Check each line of the entries below for the word "even", and copy out the ones that have it.

(Data excerpts)

===============

PR #1549, opened 2020-08-27
aws-vpc-move-ip: Enable eni lookup for AWS shared networks via RAM

sbotman:
In a shared network pattern where the cluster resides in shared subnets the instance ids of the nodes are not retrievable but the eni ids are and this optional feature gives transparent support in that situation.

### DIFF
--- a/heartbeat/aws-vpc-move-ip
+++ b/heartbeat/aws-vpc-move-ip
@@ -243,7 +243,7 @@ ec2ip_monitor() {
 				ocf_log debug "executing command: $cmd"
 				ROUTE_TO_INSTANCE="$($cmd)"
 			else
-				cmd="$OCF_RESKEY_awscli --output text ec2 describe-route-tables --route-table-ids $rtb --query RouteTables[*].Routes[?DestinationCidrBlock=='$OCF_RESKEY_ip/32'].$OCF_RESKEY_lookup_type"
+				cmd="$OCF_RESKEY_awscli $region_opt --output text ec2 describe-route-tables --route-table-ids $rtb --query RouteTables[*].Routes[?DestinationCidrBlock=='$OCF_RESKEY_ip/32'].$OCF_RESKEY_lookup_type"
 				ROUTE_TO_INSTANCE="$(execute_cmd_as_role "$cmd" $OCF_RESKEY_routing_table_role)"
 			fi
 			ocf_log debug "Overlay IP is currently routed to ${ROUTE_TO_INSTANCE}"
@@ -332,7 +332,7 @@ ec2ip_get_and_configure() {
 			ocf_log debug "executing command: $cmd"
 			$cmd
 		else
-			cmd="$OCF_RESKEY_awscli --output text ec2 replace-route --route-table-id $rtb --destination-cidr-block ${OCF_RESKEY_ip}/32 --network-interface-id $EC2_NETWORK_INTERFACE_ID"
+			cmd="$OCF_RESKEY_awscli $region_opt --output text ec2 replace-route --route-table-id $rtb --destination-cidr-block ${OCF_RESKEY_ip}/32 --network-interface-id $EC2_NETWORK_INTERFACE_ID"
 			update_response="$(execute_cmd_as_role "$cmd" $OCF_RESKEY_routing_table_role)"
 		fi
 		rc=$?
--- a/heartbeat/aws-vpc-move-ip
+++ b/heartbeat/aws-vpc-move-ip
@@ -44,6 +44,7 @@ OCF_RESKEY_routing_table_default=""
 OCF_RESKEY_routing_table_role_default=""
 OCF_RESKEY_interface_default="eth0"
 OCF_RESKEY_monapi_default="false"
+OCF_RESKEY_lookup_type_default="InstanceId"
 
 : ${OCF_RESKEY_awscli=${OCF_RESKEY_awscli_default}}
 : ${OCF_RESKEY_profile=${OCF_RESKEY_profile_default}}
@@ -54,6 +55,7 @@ OCF_RESKEY_monapi_default="false"
 : ${OCF_RESKEY_routing_table_role=${OCF_RESKEY_routing_table_role_default}}
 : ${OCF_RESKEY_interface=${OCF_RESKEY_interface_default}}
 : ${OCF_RESKEY_monapi=${OCF_RESKEY_monapi_default}}
+: ${OCF_RESKEY_lookup_type=${OCF_RESKEY_lookup_type_default}}
 
 [ -n "$OCF_RESKEY_region" ] && region_opt="--region $OCF_RESKEY_region"
 #######################################################################
@@ -154,6 +156,17 @@ Enable enhanced monitoring using AWS API calls to check route table entry
 <shortdesc lang="en">Enhanced Monitoring</shortdesc>
 <content type="boolean" default="${OCF_RESKEY_monapi_default}" />
 </parameter>
+
+<parameter name="lookup_type" required="0">
+<longdesc lang="en">
+Name of resource type to lookup in route table.
+"InstanceId"         : EC2 instance ID. (default)
+"NetworkInterfaceId" : ENI ID. (useful in shared VPC setups).
+</longdesc>
+<shortdesc lang="en">lookup type for route table resource</shortdesc>
+<content type="string" default="${OCF_RESKEY_lookup_type_default}" />
+</parameter>
+
 </parameters>
 
 <actions>
@@ -187,7 +200,7 @@ execute_cmd_as_role(){
 
 ec2ip_set_address_param_compat(){
 	# Include backward compatibility for the deprecated address parameter
-	if [ -z  "$OCF_RESKEY_ip" ] && [ -n "$OCF_RESKEY_address" ]; then
+	if [ -z "$OCF_RESKEY_ip" ] && [ -n "$OCF_RESKEY_address" ]; then
 		OCF_RESKEY_ip="$OCF_RESKEY_address"
 	fi
 }
@@ -213,16 +226,24 @@ ec2ip_validate() {
 }
 
 ec2ip_monitor() {
-        MON_RES=""
+	MON_RES=""
+	if [ "${OCF_RESKEY_lookup_type}" = "NetworkInterfaceId" ]; then
+		EC2_ID="$(ec2ip_get_instance_eni)"
+		RESOURCE_TYPE="interface"
+	else
+		EC2_ID="$EC2_INSTANCE_ID"
+		RESOURCE_TYPE="instance"
+	fi
+
 	if ocf_is_true ${OCF_RESKEY_monapi} || [ "$__OCF_ACTION" = "start" ] || ocf_is_probe; then
 		for rtb in $(echo $OCF_RESKEY_routing_table | sed -e 's/,/ /g'); do
 			ocf_log info "monitor: check routing table (API call) - $rtb"
 			if [ -z "${OCF_RESKEY_routing_table_role}" ]; then
-				cmd="$OCF_RESKEY_awscli --profile $OCF_RESKEY_profile $region_opt --output text ec2 describe-route-tables --route-table-ids $rtb --query RouteTables[*].Routes[?DestinationCidrBlock=='$OCF_RESKEY_ip/32'].InstanceId"
+				cmd="$OCF_RESKEY_awscli --profile $OCF_RESKEY_profile $region_opt --output text ec2 describe-route-tables --route-table-ids $rtb --query RouteTables[*].Routes[?DestinationCidrBlock=='$OCF_RESKEY_ip/32'].$OCF_RESKEY_lookup_type"
 				ocf_log debug "executing command: $cmd"
 				ROUTE_TO_INSTANCE="$($cmd)"
 			else
-				cmd="$OCF_RESKEY_awscli --output text ec2 describe-route-tables --route-table-ids $rtb --query RouteTables[*].Routes[?DestinationCidrBlock=='$OCF_RESKEY_ip/32'].InstanceId"
+				cmd="$OCF_RESKEY_awscli --output text ec2 describe-route-tables --route-table-ids $rtb --query RouteTables[*].Routes[?DestinationCidrBlock=='$OCF_RESKEY_ip/32'].$OCF_RESKEY_lookup_type"
 				ROUTE_TO_INSTANCE="$(execute_cmd_as_role "$cmd" $OCF_RESKEY_routing_table_role)"
 			fi
 			ocf_log debug "Overlay IP is currently routed to ${ROUTE_TO_INSTANCE}"
@@ -230,8 +251,8 @@ ec2ip_monitor() {
 				ROUTE_TO_INSTANCE="<unknown>"
 			fi
 
-			if [ "$EC2_INSTANCE_ID" != "$ROUTE_TO_INSTANCE" ]; then 
-				ocf_log warn "not routed to this instance ($EC2_INSTANCE_ID) but to instance $ROUTE_TO_INSTANCE on $rtb"
+			if [ "$EC2_ID" != "$ROUTE_TO_INSTANCE" ]; then
+				ocf_log warn "not routed to this $RESOURCE_TYPE ($EC2_ID) but to $RESOURCE_TYPE $ROUTE_TO_INSTANCE on $rtb"
 				MON_RES="$MON_RES $rtb"
 			fi
 			sleep 1
@@ -275,7 +296,7 @@ ec2ip_drop() {
 	return $OCF_SUCCESS
 }
 
-ec2ip_get_and_configure() {
+ec2ip_get_instance_eni() {
 	MAC_FILE="/sys/class/net/${OCF_RESKEY_interface}/address"
 	if [ -f $MAC_FILE ]; then
 		cmd="cat ${MAC_FILE}"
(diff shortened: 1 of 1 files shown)


heartbeat/aws-vpc-move-ip
```diff
@@ -213,25 +224,34 @@ ec2ip_validate() {
...
 ec2ip_monitor() {
-        MON_RES=""
+  MON_RES=""
+  if ocf_is_true ${OCF_RESKEY_eni_id_lookup}; then
+    EC2_ATTRIBUTE_LOOKUP="NetworkInterfaceId"
+    EC2_ID="$(ec2ip_get_instance_eni)"
+    identification="interface"
+  else
+    EC2_ATTRIBUTE_LOOKUP="InstanceId"
+    EC2_ID="$EC2_INSTANCE_ID"
```
oalbrigt, line 234: I think it'd be better to do this if/else section where `EC2_INSTANCE_ID` is defined. That way you wont have to do the EC2_INSTANCE_ID to EC2_ID part of the changes.

Remember to update the indentation of this section to use tabs like in the rest of the agent.

heartbeat/aws-vpc-move-ip
```diff
@@ -300,7 +320,11 @@ ec2ip_get_and_configure() {
 		return $OCF_ERR_GENERIC
 	fi
 	ocf_log debug "network interface id associated MAC address ${MAC_ADDR}: ${EC2_NETWORK_INTERFACE_ID}"
+	echo $EC2_NETWORK_INTERFACE_ID
+}
 
+ec2ip_get_and_configure() {
+  EC2_NETWORK_INTERFACE_ID="$(ec2ip_get_instance_eni)"
```
oalbrigt, line 327: This also needs to be updated to follow the same indentation as the rest of the agent.

oalbrigt:
I've added a couple of suggestions to improve patch.

Can you also prefix the commits with "aws-vpc-move-ip:" so it's easy to see which agent they change from git log?

heartbeat/aws-vpc-move-ip
sbotman: I get what you are saying, but more variables are set based on this check.
So moving this out of here would loose the other vars like identification.
Maybe even better to drop the whole instance-id part because it's not needed, the eni will always work.

oalbrigt: If eni also works for older awscli that sounds like a good idea (we dont want to break it for users who upgrade the agent while having older awscli).

sbotman: What is the lowest version of the awscli that you want to support? I can do some testing because I really think we can drop the instance logic. Have to admit that it looks nicer in the logs, but other than that it's overhead..

oalbrigt: 1.14.28 is the oldest we use in RHEL, but maybe some other distro might have a LTS version that provides even older awsli.

sbotman: so what is your suggestion here? shall we leave it in and be safe on the backwards compatibility or test this with the version 1.14.28 of the aws-cli and remove the code if possible. (looking and the aws repo the NetworkInterfaceId is in there, so should work fine I think)

gguifelixamz: Yep, we need to leave it backward compatible until we decide to put a minimal requirement on the AWS CLI, which as of today isn't in place, but it is a good call.

We also need to ensure that whatever feature we're adding, keeps and most importantly, doesn't break anything.

gguifelixamz:
Hello,

While I find the changes interesting, I would like to know if all test cases being considered and we're still fully backward compatible with all features this agent provides. Some examples:

- Single ENI
- Multiple ENIs
- Single Routing Table
- Multiple Routing Tables

Can you also provide some usage guide on the new parameters in this PR for documentation purposes?

sbotman:
Hello, 

I understand your concerns but this logic didn't change, so single or multiple tables are working fine.
While describing the route tables, it returns the instance-id and the network-interface-id, so you have both by default.

Only when you have 1 AWS account (call it the network account) containing all VPC's and sharing these networks via RAM (resource access manager) to another accounts containing the workloads (EC2 instances) then you don't get the instance-id information. This is because you need to check the route-table by assuming the role in the network account and check the table there, but because the workload is not part of this account, you lose this information.

You do get the network-interface-id information, so by setting the eni_id_lookup=true on the resource creation, you can do the matching on network-interface-id.

Hope this convers the documentation part.
Sander

gguifelixamz:
Thank you Sander, I think that cover all the questions I had! :-)

heartbeat/aws-vpc-move-ip
```diff
@@ -213,25 +224,35 @@ ec2ip_validate() {
 }
 
 ec2ip_monitor() {
-        MON_RES=""
+	MON_RES=""
+	if ocf_is_true ${OCF_RESKEY_eni_id_lookup}; then
+		EC2_ATTRIBUTE_LOOKUP="NetworkInterfaceId"
+    	EC2_ID="$(ec2ip_get_instance_eni)"
```
nrwahl2, line 230: Let's use tabs instead of spaces. I strongly prefer four spaces myself, but it's best to stay consistent with the rest of the script that uses tabs.

heartbeat/aws-vpc-move-ip
```diff
@@ -154,6 +156,15 @@ Enable enhanced monitoring using AWS API calls to check route table entry
 <shortdesc lang="en">Enhanced Monitoring</shortdesc>
 <content type="boolean" default="${OCF_RESKEY_monapi_default}" />
 </parameter>
+
+<parameter name="eni_id_lookup" required="0">
```
nrwahl2, line 160: I'd like to see a lookup_type parameter (doesn't have to use the name "lookup_type", just an example) that expects a string instead of a boolean. Its default value can be "interface_id" or something like that, and it can accept "eni_id" as a configured value. It's semantically more clear than asking "is this an eni_id_lookup or not?".

It's also extensible. That is, if for some reason we ever need a third lookup type, then using a boolean-based approach would get clunky quickly. It would require a new boolean parameter for each new lookup type, and you would have to add logic to decide what should be done if two of them are enabled at the same time (a config mistake). A string-based approach, on the other hand, could simply start accepting the new value.

heartbeat/aws-vpc-move-ip
```diff
@@ -213,25 +224,35 @@ ec2ip_validate() {
...
-        MON_RES=""
+	MON_RES=""
+	if ocf_is_true ${OCF_RESKEY_eni_id_lookup}; then
+		EC2_ATTRIBUTE_LOOKUP="NetworkInterfaceId"
+    	EC2_ID="$(ec2ip_get_instance_eni)"
+    	identification="interface"
+  	else
+    	EC2_ATTRIBUTE_LOOKUP="InstanceId"
+    	EC2_ID="$EC2_INSTANCE_ID"
+    	identification="instance"
```
nrwahl2, line 235: Any reason for mixing cases in the variable names (all caps for the `EC2_*` ones and all lowercase for `identification`)?

heartbeat/aws-vpc-move-ip
```diff
@@ -154,6 +156,15 @@ Enable enhanced monitoring using AWS API calls to check route table entry
 <shortdesc lang="en">Enhanced Monitoring</shortdesc>
 <content type="boolean" default="${OCF_RESKEY_monapi_default}" />
 </parameter>
+
+<parameter name="eni_id_lookup" required="0">
+<longdesc lang="en">
+Use eni id lookup instead of the default interface id method. This is useful in shared subnet setups.
```
nrwahl2, line 162: Is this supposed to say "instance id" instead of "interface id"? My AWS knowledge is limited; I'm not familiar with "ENI" without looking it up and don't fully understand the situation behind this PR. But based on context -- especially the changes to the `ec2ip_monitor()` function -- it seems that the default would be "instance id".

heartbeat/aws-vpc-move-ip
nrwahl2: And this is only a pretty minor point on my part: To me, "identification" sounds like something unique to the resource (instance/interface) that we're looking up. This variable seems more like a "resource_type", or something similar.

heartbeat/aws-vpc-move-ip
oalbrigt: He already fixed that.

nrwahl2: No.
```
$ git clone git@github.com:schubergphilis/resource-agents.git
$ cd resource-agents
$ grep -n '^ ' heartbeat/aws-vpc-move-ip 
230:    	EC2_ID="$(ec2ip_get_instance_eni)"
231:    	identification="interface"
232:  	else
233:    	EC2_ATTRIBUTE_LOOKUP="InstanceId"
234:    	EC2_ID="$EC2_INSTANCE_ID"
235:    	identification="instance"
236:  	fi
328:  	EC2_NETWORK_INTERFACE_ID="$(ec2ip_get_instance_eni)"
```

heartbeat/aws-vpc-move-ip
sbotman: correct, updated

heartbeat/aws-vpc-move-ip
sbotman: There is currently not more useful information coming back from the API call. But I have changed the code, still future additions would not integrate that easy because you will also need metadata information for your check. But I hope this makes it more flexible.

heartbeat/aws-vpc-move-ip
sbotman: updated

heartbeat/aws-vpc-move-ip
```diff
@@ -154,6 +156,15 @@ Enable enhanced monitoring using AWS API calls to check route table entry
 <shortdesc lang="en">Enhanced Monitoring</shortdesc>
 <content type="boolean" default="${OCF_RESKEY_monapi_default}" />
 </parameter>
+
+<parameter name="lookup_type" required="0">
+<longdesc lang="en">
+Name of resource type to lookup in route table. In shared subnet setups use NetworkInterfaceId.
```
nrwahl2, line 162: Nice, this seems cleaner :)

Just for clarity I'm in favor of telling the user what the allowed values for this are. See the `Filesystem` RA's `run_fsck` parameter for an example: https://github.com/ClusterLabs/resource-agents/blob/master/heartbeat/Filesystem#L192-L202

See also `vg_access_mode` and `activation_mode` params of the `LVM-activate` RA: https://github.com/ClusterLabs/resource-agents/blob/master/heartbeat/LVM-activate#L149-L168

Of course, in this case the user could deduce the two available options from the "use NetworkInterfaceId" statement together with the default value. But IMO best to be clear that those are the full set of supported values. Also, the default value isn't printed by `pcs resource describe <RA>`. (I should file an RFE for that today.)

heartbeat/aws-vpc-move-ip
```diff
@@ -154,6 +156,15 @@ Enable enhanced monitoring using AWS API calls to check route table entry
...
+</longdesc>
+<shortdesc lang="en">lookup type for route table resource</shortdesc>
+<content type="boolean" default="${OCF_RESKEY_lookup_type_default}" />
```
nrwahl2, line 165: Let's change content type to "string" accordingly.

heartbeat/aws-vpc-move-ip
```diff
@@ -213,25 +224,33 @@ ec2ip_validate() {
 }
 
 ec2ip_monitor() {
-        MON_RES=""
+	MON_RES=""
+	if [ "${OCF_RESKEY_lookup_type}" == "NetworkInterfaceId"]; then
+		EC2_ID="$(ec2ip_get_instance_eni)"
+		RESOURCE_TYPE="interface"
+  	else
```
nrwahl2, line 231: There are still a few stragglers that start with spaces :)
```
$ grep -n '^ ' heartbeat/aws-vpc-move-ip 
231:  	else
234:  	fi
326:  	EC2_NETWORK_INTERFACE_ID="$(ec2ip_get_instance_eni)"
```

heartbeat/aws-vpc-move-ip
```diff
@@ -213,25 +224,33 @@ ec2ip_validate() {
...
 			fi
 			ocf_log debug "Overlay IP is currently routed to ${ROUTE_TO_INSTANCE}"
 			if [ -z "$ROUTE_TO_INSTANCE" ]; then
 				ROUTE_TO_INSTANCE="<unknown>"
 			fi
 
-			if [ "$EC2_INSTANCE_ID" != "$ROUTE_TO_INSTANCE" ]; then 
-				ocf_log warn "not routed to this instance ($EC2_INSTANCE_ID) but to instance $ROUTE_TO_INSTANCE on $rtb"
+			if [ "$EC2_ID" != "$ROUTE_TO_INSTANCE" ]; then
+				ocf_log warn "not routed to this $identification ($EC2_ID) but to $identification $ROUTE_TO_INSTANCE on $rtb"
```
nrwahl2, line 253: s/identification/RESOURCE_TYPE/g

sbotman: Oops

heartbeat/aws-vpc-move-ip
```diff
@@ -213,25 +224,33 @@ ec2ip_validate() {
 }
 
 ec2ip_monitor() {
-        MON_RES=""
+	MON_RES=""
+	if [ "${OCF_RESKEY_lookup_type}" == "NetworkInterfaceId"]; then
```
nrwahl2, line 228: s/==/=/

`==` is a bashism.

heartbeat/aws-vpc-move-ip
nrwahl2: Thanks :)

heartbeat/aws-vpc-move-ip
nrwahl2: Need space before closing `]`. CI picked up a syntax error.

heartbeat/aws-vpc-move-ip
sbotman: Think it's my editor playing with me :(
Will fix this.. tnx

heartbeat/aws-vpc-move-ip
```diff
@@ -159,10 +159,12 @@ Enable enhanced monitoring using AWS API calls to check route table entry
 
 <parameter name="lookup_type" required="0">
 <longdesc lang="en">
-Name of resource type to lookup in route table. In shared subnet setups use NetworkInterfaceId.
+Name of resource type to lookup in route table.
+"InstanceId"         : (default)
+"NetworkInterfaceId" : usefull in shared vpc setups.
```
nrwahl2, line 164: Looks good. Minor things:
s/usefull/useful/
s/vpc/VPC/ (no big deal but if we're changing 'usefull', might as well change this too)

I would say:
```
"InstanceId"         : Default value, EC2 instance ID.
"NetworkInterfaceId" : ENI ID (useful in shared VPC setups).
```

The rest of the PR now looks good to me, in terms of code conventions and whatnot :) I don't have the cycles to research and test the overall approach, so I'll trust that it all makes sense, and see if Oyvind has anything to add in that regard.

heartbeat/aws-vpc-move-ip
```diff
@@ -243,7 +243,7 @@ ec2ip_monitor() {
 				ocf_log debug "executing command: $cmd"
 				ROUTE_TO_INSTANCE="$($cmd)"
 			else
-				cmd="$OCF_RESKEY_awscli --output text ec2 describe-route-tables --route-table-ids $rtb --query RouteTables[*].Routes[?DestinationCidrBlock=='$OCF_RESKEY_ip/32'].$OCF_RESKEY_lookup_type"
+				cmd="$OCF_RESKEY_awscli $region_opt --output text ec2 describe-route-tables --route-table-ids $rtb --query RouteTables[*].Routes[?DestinationCidrBlock=='$OCF_RESKEY_ip/32'].$OCF_RESKEY_lookup_type"
```
nrwahl2, line 246: This commit isn't needed. The `execute_cmd_as_role()` function adds the region option. See L187.

nrwahl2: Never mind. Deleting and re-evaluating.

nrwahl2, line 246: Thanks! I was thinking in 324f3ba that `$region_opt` wasn't necessary here because it's applied in `execute_cmd_as_role()`. However, I see now that it's inserted for a separate command in `execute_cmd_as_role()`; it still needs to be applied to `cmd`.

nrwahl2:
The final product all looks good to me.

Since this PR isn't merged yet, we don't need separate commits to fix mistakes that were made while developing this PR. I think a total of two commits makes the most sense:

- `aws-vpc-move-ip: Implemented optional eni lookup instead of the defau…`
- `aws-vpc-move-ip: Fix region option`

The other five current commits should be part of an edited "Implemented optional eni lookup" commit.

Can you squash all the commits (except for the region fix commit, which should be separate) into the original commit? I think you can do that in an interactive git-rebase by moving the region commit to the end of the history and then changing "pick" to "fixup" for all the fix commits.

sbotman:
Tnx @nrwahl2 for all the reviews! 
Really appreciate all the feedback and support getting this forward!

nrwahl2:
@oalbrigt If you have any concerns about the overall approach (or you run it by anyone else who does), let us know. As I mentioned in one of the review comments, I don't have the cycles to research exactly what this feature is doing and test it out right now.

Also need to get f4c8daa into RHBZ#1872999. I misread and thought the `execute_cmd_as_role()` function was already appending the region opt, but it isn't, so we do need this commit from Sander.

sbotman:
I have tested the final script and ran into an interesting use case.

Once you specify that you want to assume a role, the `execute_cmd_as_role()` function is executed. 
Here the `--profile default` (or other profile name if specified) is used. 
Now if you don't have any `~/.aws/config` file with an `[default]` section in there, the command will error out with: `The config profile (default) could not be found` and the assume role will not execute. 

So I think the --profile option should become optional and only added if set.
This will brake backwards compatibility for sure, so didn't change this but I do wanted to mention this here.

Otherwise the script is working fine for me.
Kind Regards,
Sander Botman

oalbrigt:
Right. The parameter is optional (see metadata), so it sounds like that's a mistake in the initial code.

I guess you could update the profile parameter to `--profile $OCF...` when it is set and remove --profile from where it's used in the code.

sbotman:
Since it's not really related to this change, shall we move that into another request?
Because that change could start another long discussion :)

oalbrigt:
Sure :)

oalbrigt:
ok to test

oalbrigt:
LGTM. Thanks.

===============

▶ RESULT OF THIS TASK:
Maybe even better to drop the whole instance-id part because it's not needed, the eni will always work.
oalbrigt: 1.14.28 is the oldest we use in RHEL, but maybe some other distro might have a LTS version that provides even older awsli.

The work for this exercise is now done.